Pekerja seperti Rama dan Vio tak sedikit jumlahnya untuk waktu sekarang ini. Jadi sebetulnya mereka juga mesti paham bagaimana cara bersaing dalam dunia bisnis. Apalagi antar sesama mereka sudah saling mengenal dan berteman. Mereka berdua harus pintar-pintar untuk menarik minat konsumen dan yang penting bisa memberikan service yang memuaskan kepada pelanggan mereka. Kadang-kadang mereka mendapat cemoohan dan kritikan dari pelanggannya sebab pelayanannya kurang dan yang pasti mereka mesti menerima semua itu sebab sudah menjadi kewajiban mereka. Dan untuk bibi yang sudah bosan menunggu ini pun juga. Dia mengeluh, “Lama nian, Dik. Bibi mau cepat nah.”
Rama berdiri sembari mengusap keningnya. “Sebentar lagi, Bi.”
Hampir setengah jam.
“Nah itu, Bi, sudah datang.”
Vio berjalan ngebut dan meliuk-liuk di tengah lalu-lalang. Dengan terengah-engah dia mendekat ke lapak. “Maaf lama, tadi di sana ramai nian,” katanya ngos-ngosan.
Rama mengambil bordiran yang sudah dibungkus rapi dengan plastik bening dari tangan Vio.
“Sekali lagi maaf ya, Bi, lama,” katanya pelan.

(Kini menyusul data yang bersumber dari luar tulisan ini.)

PR #14490, opened 2026-02-11
Add keyboard shortcuts to menus

rlament:
Add keyboard shortcuts to the Module Manager, Editor and the Player windows. The shortcut keys are language specific and are defined in the language resource files. The English and all European languages have shortcut keys assigned. This was an interesting exercise in increasing my gaming vocabulary.

I welcome native language speakers to chime in on the language specific shortcut key assignments. Almost undoubtedly there are predefined shortcut keys for the typical operating system commands that I am not aware of. My attempt here is to make shortcut keys unique per sub-menu.

In the Editor, hotkeys are not assigned since most of the editor commands have accelerator keys.

Also in the editor, 'File|Save As' had been given the control-A accelerator key. This is the 'Select All' command which is intercepted by the edit controls. Only if the menu has focus does the control-A accelerator key work as a Save-As. This somewhat defeats the purpose of having an accelerator key. Changing Save-As to `shift-control-S` makes Save-As available just like control-S for File|Save.

Toolbar buttons have precedence over menus. For example if a module uses Alt-F for an Action Button, then the File menu for the English language (and some others) will not open. F10 would if it is not also reassigned. Shortcut keys can be useful but they can be masked by modules.


rlament:
> defining menu short-cuts like Ctrl-S, Ctrl-A, Ctrl-F, and so on ...
> Will the key combination be sent to the menu or to the module?

We have to frame this discussion solely around the Player window. That window specifically has the potential conflicts with modules. The Player window has three top level menu items, in English _File_, _Tools_, and _Help_. That's Alt-F, Alt-T and Alt-H respectively. Any of these move focus to the menu. BTW, F10 is another key that sends focus to the menu. Once there the user can press the underscored letter corresponding to desired command. As an example, for <ins>N</ins>ew Game it's Alt-F -> N. Or the user can traverse the menu with arrow keys and press the _Enter_ key. The potential conflict is only with the three Alt codes.

It does get interesting because the three Alt codes change from language to language. The German word for _Tools_ is _Werkzeuge_, so Alt-W would make a lot of sense. But Alt-W is the _Begin log file_ keycode unless a module designer explicitly changes it. This means that certain letters are off limits and annoyed German users have to use some less obvious letter. Alt-S is the server control window putting it off limits too. Both of these are configurable in the Global Options, but it probably is best to avoid the default settings.

Buttons on the toolbar take precedence over the menu. You get solely the toolbar action and not both (i.e. not the menu). If a counter(s) has focus, it takes precedence over the toolbar buttons.

In regards to control codes, the Module Editor has always had these defined. There is nothing new here for control codes. I just pointed out the conflict with _Save As_ and the resolution.

riverwanderer:
On MacOS I see nothing different. Is the change restricted to Windows ?

rlament:
> On MacOS I see nothing different. Is the change restricted to Windows ?

No, should work with Mac too. On the Module Manager, the first character of every File menu entry should be underlined. On Windows it depends on how the menu is opened. Mac might be the same. Use the keyboard to open the menu, Alt-F or whatever is the equivalent for Alt on the Mac. When clicking on 'File' with the mouse the underscores are not shown. Does Alt-F Q close the Module Manager? If so then it is working.

On Linux the underscores are present regardless. The appearance on each O/S may be affected by the look and feel? I'm not sure.

riverwanderer:
> No, should work with Mac too.

I tried Alt-F (Option-F on Mac) etc and it does nothing. I have a feeling that MacOS does not deal with shortcuts in this way. My "[research](https://share.google/aimode/56ZxA3akLwT2NUZER)" seems to confirm that.

rlament:
My understanding of the dynamic nature of the underscore is basically a compromise between asethetics and accessibility. Mouse users don't care to see them. They do assist keyboard users with speedier navigation than with arrow keys alone. The behaviour is not limited to Swing or any particular look and feel, VSCode on Windows works the same way.

Since MacOS completely disregards the shortcut keys instead using the first letters of the menu item, for greater cross-platform commonality the best shortcut key would be the first letter of each menu item. But, any pre-existing shortcuts should remain unchanged as much as possible. I have compared the latest release with this PR and reverted some of my earlier changes.

@cholmcc Are you considering any modifications to the Danish shortcuts? I can update shortcuts as you see fit.

cholmcc:
> @cholmcc Are you considering any modifications to the Danish shortcuts? I can update shortcuts as you see fit.

Note, my initial objection was to _hotkey_ short-cuts - e.g., a key like `Ctrl-A` for _Quit_.   However, what you are defining are _mnemonic_ keys - e.g., `Alt-F+A` for _Quit_.   For mnemonic keys, it makes sense to translate them according to the menu entry.   E.g., 

 **Module mananger**

| File menu | Key | Danish | Key | 
|--------------|------|------|---|
| Open Module ...| O | Åben modul ... | Å |
| Edit Module ... | E | Rediger modul ... | R |
| New Module ...| N | Nyt modul ... | N |
| Preferences | P | Præferencer | P |
| Quit | Q | Afslut | A |

| Tools menu | Key | Danish | Key | 
|-------------------|------|-----------|---|
| Server status | S | Server status | S |
| Convert Module ... | C | Konverter modul ... | K |
| Clear Tile Cache | X | Ryd flise lager |  R |

| Help menu | Key | Danish | Key |
|------------------|-------|-------------|----|
| Help | H | Hjælp | H |
| Take the tour | T | Tag rundturen | T |
| Vassal's users guide | V | Vassel brugermanual | V |
| Check for updates ... | U | Tjek for opdateringer ... | O |
| Show Error Log | L | Vis fejl rapporter |F |
| About Vassal | A | Om Vassal | M |

**Player**

| File menu | key | Danish | Key |
|----------------|------|-------------|-----|
| New game ... | N | Nyt spil ... | N |
| Load Game or Log ... | O | Åben spil eller optagelse ...| Å |
| Open recent ... | R | Åben seneste ... | S | 
| Save Game ... | S | Gem spil ...| G | 
| Save Game as ... | A | Gem spil som ... | E |
| Close Game | X | Afslut spil | F |
| Start Log ...| L | Start optagelse ...| O | 
| End Log | E | Afslut optagelse | L |
| Preferences | P | Præferencer | P |
| Scenario Options | C | Scenarie valg | V |
| Quit | Q | Afslut | A |

| Tools menu | Key | Danish | Key |
|------------------|-------|------------|------|
| Load Log & Fast-forward | F | Åben optagelse og spol fremad | Å |
| Load Log, Fast-forward, and append | A | Åben optagelse, spol fremad, og tilføj | T |
| Load continuation | C| Åben forsættelse | F |
| Refresh Counters | R| Opdater brikker | O |
| Show Debug Window | D | Vis afluser vindue | V | 

However, I still find it problematic to add these mnemonic keys when 
- they are not shown by default with certain Java Look'n'Feels, but the still work - users may get confused that pressing `Alt-F` followed by `P` opens the preference dialog when there's no indication in the UI of such a mnemonic key 
- they do not work on certain platforms - e.g., MacOS - at all - in fact, `Alt-F` doesn't even show the _File_ menu (`Ctrl-F2` does). 

Yours,
_Christian_

rlament:
Updated the Danish translation file. These are the outstanding issues as far as I can tell.

1. What is the preferred keycode for the top level Værktøjer menu? Alt-T to match the English Tools, or Alt-V?
2. Typo in Åben forsættelse? Should be fortsættelse, correct?
3. For the help menu, there is little value in adding mneumonic keys. I only added one for "About". Should _Om VASSAL_ stay as _M_ or is _O_ better since there are no other conflicts?
4. I left Scenarie indstillinger unchanged and used the letter _I_. Too many other messages use the word indstillinger to change the menu text. Better to be consistent with the terminology.
5. I took a stab at updating _GameState.old_continuation_warning_ since it refers to altered menu items. I think the message is outdated still referring to the old location of _Load Continuation_ under the files menu. Pointing this out in case you have a chance to review it. Although I'm not trying to turn this PR into a translation exercise.

The Vassal resource files use the term _shortcut_, so for source code consistency I kept with the same wording.

I will edit my earlier post and update the table.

Rama menyodorkan kursi yang tadi didudukinya kepada Vio. Dilihatnya Vio yang tampak lelah. Rama berniat bakal membeli nasi bungkus setelah kerja hari ini untuk sahabatnya itu. Tak tega dia, sungguh tak tega. Sudah lima kali Vio mondar-mandir dan uang yang didapat dirasa tak cukup untuk memenuhi gizi hariannya. Maka dari itu Rama sungguh tak tega, tak tega nian. Mana mungkin seorang bujang yatim dapat memenuhi kebutuhan hariannya dan juga emaknya di rumah? Jadi seorang Wawi pula. Sungguh, banyak orang yang bisa menjadi sahabat, tapi belum tentu bisa seperti halnya mereka berdua. Di dalam hati Rama tersimpan sebuah kasih sayang persahabatan yang tak terhingga nilainya yang mana dia merasakan kesusahan yang dirasakan oleh orang yang dilihatnya sekarang ini.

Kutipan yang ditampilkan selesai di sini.